## Aim of the exercise
Scan the data. Collect each line that contains the word "regenerated".

(Collected data entries)
PR #603, opened 2026-09-20
Set the manifest version to 0.22.0 for the migration (#602)

### LINKED ISSUE #602: M8-00 — Set the manifest version to 0.22.0 for the migration
Milestone: 0.22 Milestone 8 — Package and release 0.22. Local planning material: `doc/M1-EXIT-PROPOSAL.md` (not in the repository).

## Problem

The migration needs incompatible changes, and `cargo semver-checks` compares against the published 0.21.3. While `Cargo.toml` says `0.21.3`, the tool reads "no version change, assume minor" and refuses every removal, so the batch cannot land and a break that already landed is reported as unauthorised.

The first run of the accepted-breaks gate (#592) showed one such case: the `synthetic` feature (#512, merged as #578) removed `chains::generator_positive`, `chains::generator_optionchain`, `series::generator_optionseries` and their prelude paths from every surface that does not enable it. For a 0.x crate the breaking bump is the minor digit, so declaring `0.22.0` is what authorises this and the rest of the batch.

## Required work

- `Cargo.toml`: `version = "0.22.0"`.
- The four version strings in the `src/lib.rs` documentation header, and `README.md` regenerated from it (`make readme`).
- Nothing else: **no tag, no GitHub release and no `cargo publish`**. Those happen when every issue of the migration is closed, in the rest of Milestone 8 (#557 to #563).
- Re-check the accepted-breaks gate afterwards: with the bump declared, C1 no longer reports the `synthetic` removals, so the register ships with no entry and its live role is C2 (controlled reference) and C3 (incremental), which keep comparing 0.22.0 against 0.22.0 and still catch an unannounced break.

## Acceptance criteria

- [ ] `Cargo.toml`, `src/lib.rs` and `README.md` all say 0.22.0 and agree with each other.
- [ ] `cargo semver-checks --all-features` passes without a required update.
- [ ] The accepted-breaks job is green on all six surfaces with an empty register.
- [ ] No tag, no release, nothing published.
- [ ] The `CHANGELOG.md` `[Unreleased]` section records the `synthetic` incompatibility as the first entry of the 0.22 migration notes.

## Verification commands

```sh
cargo semver-checks --all-features
make check-breaks
grep -rn '0\.22\.0' Cargo.toml src/lib.rs README.md | head
```

## Dependencies

- None. It unblocks the breaking batch of M1 and the removals scheduled for M6-04 (#545) and #511.

## Out of scope

- Tagging, releasing or publishing (#557 to #563).

joaquinbejar:
## Summary

Declares 0.22.0 in the manifest so the migration's incompatible changes can land. **No tag, no release, nothing published**: that is the rest of Milestone 8, once every issue of the migration is closed.

## Why now

`cargo semver-checks` compares against the published 0.21.3. With the manifest also at 0.21.3 it reads "no version change, assume minor" and refuses every removal, which blocks the breaking batch of M1 and reports an already-landed break as unauthorised. For a 0.x crate the breaking bump is the minor digit.

The first run of the accepted-breaks gate (#593) made the second point concrete: the `synthetic` feature (#512, landed as #578) removed `chains::generator_positive`, `chains::generator_optionchain`, `series::generator_optionseries` and their prelude paths from every surface that does not enable it. Declaring 0.22.0 is what authorises that.

## Changes

- `Cargo.toml`: `version = "0.22.0"`.
- The four version strings in the `src/lib.rs` doc header, and `README.md` regenerated with `make readme`.
- `CHANGELOG.md`: a `### Migration notes for 0.22` section, with the bump itself and the `synthetic` requirement written for consumers.

## Effect on the gates

- `cargo semver-checks --all-features`: `0 checks: 0 pass, 254 skip`, `no semver update required`.
- Accepted-breaks (#593, still open): C1 compares against the published 0.21.3 and, with the bump declared, stops reporting those removals, so the register ships with no entry. Its live role becomes C2 (controlled reference) and C3 (incremental), which compare 0.22.0 against 0.22.0 and still catch a break introduced during the migration. That PR will be restacked on this one and its temporary `continue-on-error` removed.

## Testing

- [x] Full local gate list green, including `make lint`, `make fmt-check`, `make public-api-check` and `cargo semver-checks --all-features`
- [x] `Cargo.toml`, `src/lib.rs` and `README.md` agree on 0.22.0

## Checklist

- [x] No tag, no release, no publish
- [x] No source change beyond the version strings and the changelog
- [x] One issue per PR

Closes #602.


Cargo.toml
```diff
@@ -1,6 +1,6 @@
 [package]
 name = "optionstratlib"
-version = "0.21.3"
+version = "0.22.0"
```
joaquinbejar, line 3: 🟠 **Warning**: Keep the break-detection comparisons active before advancing this version. The proposed replacement in #593 does not yet compare 0.22.0 against 0.22.0 for C2: its controlled reference falls back to `v0.21.3` until an `Accepted-Breaks:` commit exists in the base history. Its `run_semver` also has no release-type override. Consequently this bump makes both C1 and the initial C2 treat every breaking change as covered by the version increase, not just the five generator removals; the first C3 comparison against the current 0.21.3 base has the same gap. The reported `0 checks ... 254 skip` is evidence that the compatibility checks were skipped, not that the breaks were individually authorised.

Please retain the migration version freeze until the replacement policy is ready, or land an explicitly approved policy change that keeps break detection active independently of the manifest version, for example by forcing the comparison release type. Merely restacking #593 and emptying the register leaves C1 blind and C2 blind until its reference advances, contrary to the per-break authorisation requirement in #592.

joaquinbejar (commented):
Reviewed `779baf0f362993e849250f49c43b23d14df2e02b` against main `904b3f57`, including #602 and the compatibility-policy requirements in #592. One blocking finding concerns disabling break detection before the replacement comparisons are ready. This version advance also conflicts with the review mandate to retain 0.21.3 throughout implementation; #602 requests a different policy, so that conflict needs an explicit owner decision.

Validation: inspected the complete diff, confirmed all four documentation version strings agree with the manifest in both source and README, and ran `git diff --check`. Inspected the current #593 reference resolver and semver invocation: C2 still resolves to v0.21.3 and no release-type override is passed. I did not rerun the full suite or semver matrix and did not wait for CI. No publishing automation was added in this diff. This COMMENT is not merge approval.

Cargo.toml
joaquinbejar: lgtm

## Expected answer
- The four version strings in the `src/lib.rs` documentation header, and `README.md` regenerated from it (`make readme`).
- The four version strings in the `src/lib.rs` doc header, and `README.md` regenerated with `make readme`.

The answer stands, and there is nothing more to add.